- _MATERIAL SHOWN_:
********
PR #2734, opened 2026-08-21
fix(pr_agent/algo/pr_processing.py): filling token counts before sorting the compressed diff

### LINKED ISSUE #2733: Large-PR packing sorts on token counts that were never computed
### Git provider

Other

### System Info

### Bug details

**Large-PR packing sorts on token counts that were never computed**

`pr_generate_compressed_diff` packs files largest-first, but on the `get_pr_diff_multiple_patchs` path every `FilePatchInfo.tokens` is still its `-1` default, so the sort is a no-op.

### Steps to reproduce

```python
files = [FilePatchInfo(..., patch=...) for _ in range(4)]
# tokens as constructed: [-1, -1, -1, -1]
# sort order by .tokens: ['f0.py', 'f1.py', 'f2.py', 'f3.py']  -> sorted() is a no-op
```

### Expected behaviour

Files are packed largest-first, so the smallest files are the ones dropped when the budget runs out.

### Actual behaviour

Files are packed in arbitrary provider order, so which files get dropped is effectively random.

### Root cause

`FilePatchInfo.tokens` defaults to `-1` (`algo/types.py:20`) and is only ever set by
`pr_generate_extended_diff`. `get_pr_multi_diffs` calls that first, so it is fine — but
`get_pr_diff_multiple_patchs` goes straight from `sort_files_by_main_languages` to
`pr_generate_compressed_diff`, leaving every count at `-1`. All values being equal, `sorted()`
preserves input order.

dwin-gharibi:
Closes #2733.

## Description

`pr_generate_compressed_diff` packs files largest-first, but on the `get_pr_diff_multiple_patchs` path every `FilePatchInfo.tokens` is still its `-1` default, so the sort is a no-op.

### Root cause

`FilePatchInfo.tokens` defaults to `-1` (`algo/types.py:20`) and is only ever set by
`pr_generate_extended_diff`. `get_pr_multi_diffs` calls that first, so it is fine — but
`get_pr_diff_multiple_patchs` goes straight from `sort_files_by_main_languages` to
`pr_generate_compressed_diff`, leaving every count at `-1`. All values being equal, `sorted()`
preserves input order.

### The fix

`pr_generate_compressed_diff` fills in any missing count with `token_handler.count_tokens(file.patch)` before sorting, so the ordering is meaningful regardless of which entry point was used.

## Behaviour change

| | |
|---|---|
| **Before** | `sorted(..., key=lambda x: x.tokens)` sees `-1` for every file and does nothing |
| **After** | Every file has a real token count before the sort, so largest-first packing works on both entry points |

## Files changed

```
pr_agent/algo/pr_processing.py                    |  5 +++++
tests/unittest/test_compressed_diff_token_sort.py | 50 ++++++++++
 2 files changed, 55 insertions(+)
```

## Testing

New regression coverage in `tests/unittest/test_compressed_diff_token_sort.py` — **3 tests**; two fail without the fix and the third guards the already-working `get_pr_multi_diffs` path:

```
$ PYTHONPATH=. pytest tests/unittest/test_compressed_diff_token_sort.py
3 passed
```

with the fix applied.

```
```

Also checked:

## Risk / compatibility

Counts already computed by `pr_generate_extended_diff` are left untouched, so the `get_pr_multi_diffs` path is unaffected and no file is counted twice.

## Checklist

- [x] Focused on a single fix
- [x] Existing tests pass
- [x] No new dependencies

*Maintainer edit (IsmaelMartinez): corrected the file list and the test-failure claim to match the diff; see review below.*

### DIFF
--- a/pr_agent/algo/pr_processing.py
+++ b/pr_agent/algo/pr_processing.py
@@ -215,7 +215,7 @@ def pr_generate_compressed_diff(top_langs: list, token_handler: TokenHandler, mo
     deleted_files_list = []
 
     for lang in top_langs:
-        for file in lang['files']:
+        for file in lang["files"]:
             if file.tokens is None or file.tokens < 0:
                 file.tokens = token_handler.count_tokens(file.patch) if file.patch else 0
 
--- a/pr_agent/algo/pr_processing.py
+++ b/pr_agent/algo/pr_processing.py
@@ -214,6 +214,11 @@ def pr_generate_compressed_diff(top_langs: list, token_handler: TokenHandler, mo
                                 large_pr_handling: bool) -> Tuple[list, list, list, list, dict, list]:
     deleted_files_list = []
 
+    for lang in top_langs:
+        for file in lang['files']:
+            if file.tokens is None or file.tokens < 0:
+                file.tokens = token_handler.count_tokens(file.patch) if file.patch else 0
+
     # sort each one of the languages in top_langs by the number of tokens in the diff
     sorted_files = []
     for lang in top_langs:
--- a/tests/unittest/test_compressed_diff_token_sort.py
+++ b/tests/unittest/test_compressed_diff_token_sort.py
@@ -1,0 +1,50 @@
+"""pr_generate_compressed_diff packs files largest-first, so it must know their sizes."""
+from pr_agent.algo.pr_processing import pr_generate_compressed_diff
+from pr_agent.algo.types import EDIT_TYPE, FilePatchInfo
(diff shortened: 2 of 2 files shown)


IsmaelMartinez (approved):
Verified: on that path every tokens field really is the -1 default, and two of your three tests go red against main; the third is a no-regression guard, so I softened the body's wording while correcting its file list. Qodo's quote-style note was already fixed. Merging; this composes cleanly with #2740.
********
- _EXERCISE GOAL_: Each line of the listing should be printed again, exactly.

- _OUTPUT OF THE TASK_:
PR #2734, opened 2026-08-21
fix(pr_agent/algo/pr_processing.py): filling token counts before sorting the compressed diff

### LINKED ISSUE #2733: Large-PR packing sorts on token counts that were never computed
### Git provider

Other

### System Info

### Bug details

**Large-PR packing sorts on token counts that were never computed**

`pr_generate_compressed_diff` packs files largest-first, but on the `get_pr_diff_multiple_patchs` path every `FilePatchInfo.tokens` is still its `-1` default, so the sort is a no-op.

### Steps to reproduce

```python
files = [FilePatchInfo(..., patch=...) for _ in range(4)]
# tokens as constructed: [-1, -1, -1, -1]
# sort order by .tokens: ['f0.py', 'f1.py', 'f2.py', 'f3.py']  -> sorted() is a no-op
```

### Expected behaviour

Files are packed largest-first, so the smallest files are the ones dropped when the budget runs out.

### Actual behaviour

Files are packed in arbitrary provider order, so which files get dropped is effectively random.

### Root cause

`FilePatchInfo.tokens` defaults to `-1` (`algo/types.py:20`) and is only ever set by
`pr_generate_extended_diff`. `get_pr_multi_diffs` calls that first, so it is fine — but
`get_pr_diff_multiple_patchs` goes straight from `sort_files_by_main_languages` to
`pr_generate_compressed_diff`, leaving every count at `-1`. All values being equal, `sorted()`
preserves input order.

dwin-gharibi:
Closes #2733.

## Description

`pr_generate_compressed_diff` packs files largest-first, but on the `get_pr_diff_multiple_patchs` path every `FilePatchInfo.tokens` is still its `-1` default, so the sort is a no-op.

### Root cause

`FilePatchInfo.tokens` defaults to `-1` (`algo/types.py:20`) and is only ever set by
`pr_generate_extended_diff`. `get_pr_multi_diffs` calls that first, so it is fine — but
`get_pr_diff_multiple_patchs` goes straight from `sort_files_by_main_languages` to
`pr_generate_compressed_diff`, leaving every count at `-1`. All values being equal, `sorted()`
preserves input order.

### The fix

`pr_generate_compressed_diff` fills in any missing count with `token_handler.count_tokens(file.patch)` before sorting, so the ordering is meaningful regardless of which entry point was used.

## Behaviour change

| | |
|---|---|
| **Before** | `sorted(..., key=lambda x: x.tokens)` sees `-1` for every file and does nothing |
| **After** | Every file has a real token count before the sort, so largest-first packing works on both entry points |

## Files changed

```
pr_agent/algo/pr_processing.py                    |  5 +++++
tests/unittest/test_compressed_diff_token_sort.py | 50 ++++++++++
 2 files changed, 55 insertions(+)
```

## Testing

New regression coverage in `tests/unittest/test_compressed_diff_token_sort.py` — **3 tests**; two fail without the fix and the third guards the already-working `get_pr_multi_diffs` path:

```
$ PYTHONPATH=. pytest tests/unittest/test_compressed_diff_token_sort.py
3 passed
```

with the fix applied.

```
```

Also checked:

## Risk / compatibility

Counts already computed by `pr_generate_extended_diff` are left untouched, so the `get_pr_multi_diffs` path is unaffected and no file is counted twice.

## Checklist

- [x] Focused on a single fix
- [x] Existing tests pass
- [x] No new dependencies

*Maintainer edit (IsmaelMartinez): corrected the file list and the test-failure claim to match the diff; see review below.*

### DIFF
--- a/pr_agent/algo/pr_processing.py
+++ b/pr_agent/algo/pr_processing.py
@@ -215,7 +215,7 @@ def pr_generate_compressed_diff(top_langs: list, token_handler: TokenHandler, mo
     deleted_files_list = []
 
     for lang in top_langs:
-        for file in lang['files']:
+        for file in lang["files"]:
             if file.tokens is None or file.tokens < 0:
                 file.tokens = token_handler.count_tokens(file.patch) if file.patch else 0
 
--- a/pr_agent/algo/pr_processing.py
+++ b/pr_agent/algo/pr_processing.py
@@ -214,6 +214,11 @@ def pr_generate_compressed_diff(top_langs: list, token_handler: TokenHandler, mo
                                 large_pr_handling: bool) -> Tuple[list, list, list, list, dict, list]:
     deleted_files_list = []
 
+    for lang in top_langs:
+        for file in lang['files']:
+            if file.tokens is None or file.tokens < 0:
+                file.tokens = token_handler.count_tokens(file.patch) if file.patch else 0
+
     # sort each one of the languages in top_langs by the number of tokens in the diff
     sorted_files = []
     for lang in top_langs:
--- a/tests/unittest/test_compressed_diff_token_sort.py
+++ b/tests/unittest/test_compressed_diff_token_sort.py
@@ -1,0 +1,50 @@
+"""pr_generate_compressed_diff packs files largest-first, so it must know their sizes."""
+from pr_agent.algo.pr_processing import pr_generate_compressed_diff
+from pr_agent.algo.types import EDIT_TYPE, FilePatchInfo
(diff shortened: 2 of 2 files shown)


IsmaelMartinez (approved):
Verified: on that path every tokens field really is the -1 default, and two of your three tests go red against main; the third is a no-regression guard, so I softened the body's wording while correcting its file list. Qodo's quote-style note was already fixed. Merging; this composes cleanly with #2740.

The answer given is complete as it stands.